Connoisseur of Smiles

(My second Cowbird submission.)

I collect smiles like some people collect rare and exotic maps of foreign locations and relics from times gone by. Someone else owned these things once. Once they belonged to men and boys, in their pockets, on their faces. They touched them with their hands, found in them direction, and then left them behind. Now they belong to collectors like me, enshrined in frames and memories.

My collection began with a stranger on the streets of Boston.It was serendipity. He biked past me two times, his shirt sleeves rolled to his elbows, tattoos showing. By the third time, I laughed to see him sailing by, and he laughed, too. That smile disturbed something in me that had been sleeping. But we never spoke, never passed by one another again.

In a haphazard, accidental, piecemeal way, the collection grew in breadth and depth. I was hardly aware of it. Here a friend of a friend. There another stranger, a character on a cinematic screen, a lover.

(Your smile belongs to me now.)

It happens like this: an individual becomes clear against the visual cacophony of the bar, the street, the intimate dinner party.
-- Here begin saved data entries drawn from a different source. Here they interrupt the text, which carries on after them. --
PR #71, opened 2018-08-25
continuation of use string instead of struct backing

### LINKED ISSUE #3: Suggestion to avoid exra layer of indirection by using a more compact representation of Cid
The conversion from plain `Key` to `Cid` introduced an extra layer of indirection that can likely be avoided.

Currently Cid takes up the width of 5*64 bits.  With it's current definition of:

```
type Cid struct {
    version uint64
    codec   uint64
    hash    mh.Multihash
}
```

May I suggest

```
type Cid struct {
    version uint32
    codec   uint32
    hash    mh.Multihash
}
```

As 32 bits should be more than enough for version and codec which I don't think will ever get very large (even 16 bits should be enough).  If combined with multiformats/go-multihash#29 the size will now be 3*64 bits, which is the same size an array slice.

As the same size of a slice it becomes practical to pass it around by value which avoids an extra layer of indirection.  Even though it is passed by value, the internals can still be kept hidden, as is done with many other go datatypes.

Just a suggestion.  It might make a difference when you have an array of 1000's of Cids (which I might in some of my maintenance commands for the filestore, ipfs/go-ipfs#2634).

### LINKED ISSUE #38: Suggestion: Change CID type so it can be passed around directly and not by pointer

kevina:
Rebased #47 and made some improvements.  Most of the changes where noted in my review of #47.

I tried to keep each change in it's own commit, so if any of my changes are not agreeable I can back them out.

Closes #3.  Closes #38.


kevina:
> This looks like a good way to do this. We should probably, eventually, do the same with Multihash but we can do that later.

The fact that the Cid type change from a pointer to a non-pointer type is going to make this change painful, I would vote to change multihash to a string at the same time and get it over with, but I am not of a strong option on this if you are eager to push this trough now.

cid.go
```diff
@@ -405,9 +400,8 @@ func (c *Cid) UnmarshalJSON(b []byte) error {
 		return err
 	}
 
-	c.version = out.version
-	c.hash = out.hash
-	c.codec = out.codec
+	*c = Cid{out.string[:]}
```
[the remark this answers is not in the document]
kevina: Yes but i think you meant `*c = out`

kevina:
@Stebalien Probably, it might be easier to do it at the same time though.

cid.go
```diff
@@ -132,36 +132,40 @@ var CodecToStr = map[uint64]string{
...
-	codec   uint64
-	hash    mh.Multihash
-}
+// Byte layout: [version, codec, multihash]
+// - version uvarint
+// - codec uvarint
+// - hash mh.Multihash
+type Cid struct{ str string }
+
+var Nil = Cid{}
```
warpfork: How about calling this `Zero`?

"Zero" would more closely match https://golang.org/ref/spec#The_zero_value

kevina: `Nil` is a more intuitive name to me.  `Zero` implies a numeric value to me.

Stebalien:
@kevina up to you.

kevina:
> @kevina up to you.

Once we switch to using Multihashes in the blockstore, the `cid.Hash()` method is going to be called a lot more. To prevent performance regressions it would probably be a good idea if that method doesn't alloc.

Stebalien:
Go ahead.

kevina:
> Go ahead.

Done. See https://github.com/multiformats/go-multihash/pull/82

Stebalien:
> Probably, it might be easier to do it at the same time though.

Given that this isn't looking to be the case, let's go ahead with this and then try tackling the multihash issue.

kevina:
> Given that this isn't looking to be the case, let's go ahead with this and then try tackling the multihash issue.

I left an additional option on the p.r. that might make this easier.

Please let me know what you intended time frame for landing this is.  My current plan was to add the `--cid-base` to go-ipfs and then swing back around to merging this p.r. and fixing any broken code along the way.

Stebalien:
I'd like to get this done sooner or later. It's blocking https://github.com/ipfs/go-ipld-cbor/pull/30.

cid.go
```diff
@@ -132,36 +132,49 @@ var CodecToStr = map[uint64]string{
...
-	hash    mh.Multihash
+// Byte layout: [version, codec, multihash]
+// - version uvarint
+// - codec uvarint
+// - hash mh.Multihash
+type Cid struct{ str string }
+
+// Nil can be used to represent a nil Cid, using Cid{} directly is
+// also acceptable.
+var Nil = Cid{}
```
Stebalien: @warpfork this is where you'd object to `Nil`.

You are correct in that go would call this the "Zero" value.

Arguments against Zero:

* To me, "Zero" implies a number.
* `Zero` could mean the CID for the number 0 (`z7xsiH4JqWQudech83`). I expect that users will define "constant" CIDs all the time although this one might be a stretch.
* We've historically used `nil` for "empty CIDs".
* We have a CIDv0 ("version zero").
* `Zero` "looks funny" (entirely subjective) in the return position.

```
func Foo() (Cid, error) {
    return Nil, fmt.Errorf("bad stuff")
}
func Bar() (Cid, error) {
    return Zero, fmt.Errorf("bad stuff")
}
```

Stebalien (commented):
There are probably some optimizations we can toy with later but this looks good for now (from my end).

cid.go
```diff
@@ -132,36 +132,49 @@ var CodecToStr = map[uint64]string{
...
 
 // Cid represents a self-describing content adressed
 // identifier. It is formed by a Version, a Codec (which indicates
 // a multicodec-packed content type) and a Multihash.
-type Cid struct {
-	version uint64
-	codec   uint64
-	hash    mh.Multihash
+// Byte layout: [version, codec, multihash]
+// - version uvarint
```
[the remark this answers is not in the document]
kevina: Your right.  This is leftover from the original implementation that encoded a CIDv0 as if it where CIDv1.

kevina:
> There are probably some optimizations we can toy with later but this looks good for now (from my end)

Exactly what did you have in mind for this?

Stebalien:
> Exactly what did you have in mind for this?

* We can assume that the version is one byte (and check against the constant 0x1).
* We can probably rearrange some of the logic related to `Prefix()` to avoid parsing varints multiple times.
* etc...

But let's handle that later. The key part here is changing the interfaces.

kevina:
> We can assume that the version is one byte (and check against the constant 0x1).

Actually I already did this, but it was part of the commit the used the new Multihash.

> We can probably rearrange some of the logic related to Prefix() to avoid parsing varints multiple times.

Ditto. I think.

cid.go
Stebalien: You are correct in that go would call this the "Zero" value. However, I really don't like it.

Arguments against Zero:

* To me, "Zero" implies a number.
* `Zero` could mean the CID for the number 0 (`z7xsiH4JqWQudech83`). I expect that users will define "constant" CIDs all the time although this one might be a stretch.
* We've historically used `nil` for "empty CIDs".
* We have a CIDv0 ("version zero").
* `Zero` "looks funny" (entirely subjective) in the return position.

```
func Foo() (Cid, error) {
    return Nil, fmt.Errorf("bad stuff")
}
func Bar() (Cid, error) {
    return Zero, fmt.Errorf("bad stuff")
}
```

Stebalien:
@kevina want to go ahead and do the refactor?

Stebalien:
> I'm confused?

No no, I'm talking about the whole cid type refactor (that is, fixing all the dependent packages). We can do any additional optimizations to this package later.

kevina:
Sure, not sure I will get to it tonight though.

set.go
```diff
@@ -55,9 +54,9 @@ func (s *Set) Visit(c *Cid) bool {
 
 // ForEach allows to run a custom function on each
 // Cid in the set.
-func (s *Set) ForEach(f func(c *Cid) error) error {
+func (s *Set) ForEach(f func(c Cid) error) error {
 	for cs := range s.set {
-		c, _ := Cast([]byte(cs))
+		c, _ := Cast(cs.Bytes())
```
Stebalien: We can just use the cid as-is (this is a left-over from when we needed to reconstruct it).

Stebalien (dismissed):
One issue, but otherwise LGTM.

Stebalien:
Note: Nobody but @kevina should merge this!

kevina:
@Stebalien okay fixed.  As I said in IRC I will first merge and bubble this one up and then do the larger go-multihash change shortly after.  I bubbled up go-cid before so I am sure I can handle it.  Go-multihash, maybe not but I will try.

cid.go
warpfork: Some other options just to toss out:

- `cid.Invalid` -- this shows up in a lot of other idiomatic Go code... but mostly in enum situations, so maybe less appropriate here.
- `cid.None` -- avoids all the numeric connotations, less "looks funny" in returns I think?

kevina: I still like `Nil` better...

kevina:
@Stebalien I changed the `IsNil` method to `Defined` when pushing this change through I found:
```
if c.Defined() {...}
```
easier to read then
```
if !c.IsNil() {...}
```
If you don't agree I can change it back.

cid.go
warpfork: I could go for `Undef` :+1:

Stebalien: :-1: on undef and invalid. The value *isn't* undefined and isn't the *only* invalid value. I'd prefer `None` (although I still prefer `Nil`).

Stebalien: Actually, seeing `cid.Defined()`, I'm onboard with this (if we *return* `Undef` and *check* with `cid.Defined()`).

Stebalien:
@kevina I agree. But if we do this we should change the sentinal value to `Undef` or `Undefined`.

cid.go
kevina: Okay I am going with `Undef`.

cid.go
```diff
@@ -132,36 +132,54 @@ var CodecToStr = map[uint64]string{
...
+	if cn != hashlen {
+		panic("copy hash length is inconsistent")
 	}
+
+	return Cid{string(buf[:n+hashlen])}
 }
 
 // Cid represents a self-describing content adressed
 // identifier. It is formed by a Version, a Codec (which indicates
 // a multicodec-packed content type) and a Multihash.
```
lanzafame: @kevina Could you please add a high level description of how the `version`, `codec`, and `hash` are packed into a string, similar to how the [multihash docs](https://multiformats.io/multihash/#the-multihash-format) do, to the godoc.

kevina: We decided against that.  The format varies according to the CID type (see https://github.com/ipfs/go-cid/pull/71#discussion_r213883739).  The layout is according to the cid spec. see https://github.com/ipld/cid.

lanzafame: Fair, thoughts on adding a link to the cid spec to the comment then? The location of various specs isn't the easiest thing to deduce, i.e. the cid spec is under the ipld org whereas the implementation is under the ipfs org. Just a suggestion, not a blocker.

kevina: There entire documentation could use cleaning up. The format is mentioned in multiple places and the link to the spec is in the documentation for the package.  https://godoc.org/github.com/ipfs/go-cid.

cid.go
```diff
@@ -133,6 +133,15 @@ var CodecToStr = map[uint64]string{
...
+	// Need to make sure hash is valid for CidV0 otherwise we will
+	// incorrectly detect it as CidV1 in the Version() method
+	dec, err := mh.Decode(mhash)
+	if err != nil {
+		panic(err)
+	}
+	if dec.Code != mh.SHA2_256 || dec.Length != 32 {
+		panic("invalid hash for cidv0")
+	}
 	return Cid{string(mhash)}
```
kevina: @Stebalien I panic here in order to avoid introducing another API change.  However, the patch to strict CIDs  (#40) does change the return type to `(Cid, error)` for both NewCidV0 and NewCidV1.  Should we just change them and get it now and get it over with?

I don't have strong felling either way?

kevina: Okay, the only reason I suggested doing it now is to avoid another API change in the near future.  But we can keep this simple and change the return type later.

Stebalien: I just don't want to drag this out.

Stebalien:
@kevina are we going to need to bubble that multibase update? If so, we should do that *first*. The list of changes we'll need to make for that will be much larger.

kevina:
@Stebalien actually it won't I checked.

Using my new tool:
```
go-ipfs$ gx-update-helper preview go-multibase
github.com/multiformats/go-multibase

github.com/ipfs/go-cid :: go-multibase

github.com/ipfs/go-block-format :: go-cid
github.com/ipfs/go-cidutil :: go-cid
github.com/ipfs/go-ipfs-ds-help :: go-cid
github.com/libp2p/go-libp2p-routing :: go-cid
github.com/ipfs/go-verifcid :: go-cid

github.com/ipfs/go-ipfs-blocksutil :: go-block-format
github.com/ipfs/go-ipfs-chunker :: go-block-format
github.com/ipfs/go-ipfs-exchange-interface :: go-block-format
github.com/ipfs/go-ipld-format :: go-block-format
github.com/libp2p/go-libp2p-kad-dht :: go-libp2p-routing
github.com/libp2p/go-libp2p-routing-helpers :: go-libp2p-routing
github.com/ipfs/go-ipfs-blockstore :: go-block-format go-ipfs-ds-help
github.com/ipfs/go-ipfs-routing :: go-ipfs-ds-help go-libp2p-routing

github.com/ipfs/go-ipfs-posinfo :: go-ipld-format
github.com/ipfs/go-ipld-cbor :: go-ipld-format
github.com/ipfs/go-ipld-git :: go-ipld-format
github.com/libp2p/go-libp2p-pubsub-router :: go-libp2p-routing-helpers
github.com/ipfs/go-ipfs-exchange-offline :: go-ipfs-blockstore go-ipfs-blocksutil go-ipfs-exchange-interface
github.com/ipfs/go-bitswap :: go-ipfs-blockstore go-ipfs-blocksutil go-ipfs-exchange-interface go-ipfs-routing

github.com/ipfs/go-blockservice :: go-bitswap go-ipfs-exchange-offline

github.com/ipfs/go-merkledag :: go-blockservice

github.com/ipfs/go-path :: go-merkledag
github.com/ipfs/go-unixfs :: go-merkledag

github.com/ipfs/go-mfs :: go-path go-unixfs

github.com/ipfs/go-ipfs :: go-mfs
```
Which is saying anything that depends on `go-multibase` *also* depends on `go-cid`.

Stebalien:
Hm. Yeah, you're right. But whatever we do, let's really try to avoid tacking on random additions at the last minute.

The person’s character – too serious, too carefree, too demanding, too forgiving – doesn’t seem to matter. What does is the transformation of the smile. A truly magnificent smile reshapes the face from whatever into peaks and gullies of laugh lines and crow’s feet. A cartographer’s delight.

But the nature of maps, no matter how carefully printed, is that they fade. Folds fray and tear. Both sunlight and rain stain them beyond repair. So too do these people fade. Their forms, so fine, are worn away by the pressure of my memory’s fingers. But the smiles linger like Cheshire grins, disembodied.

I keep these smiles with me. From time to time, I set them around me to admire. Such beautiful smiles. I loved and love each one fiercely.

I am a connoisseur of smiles; your smile belongs to me.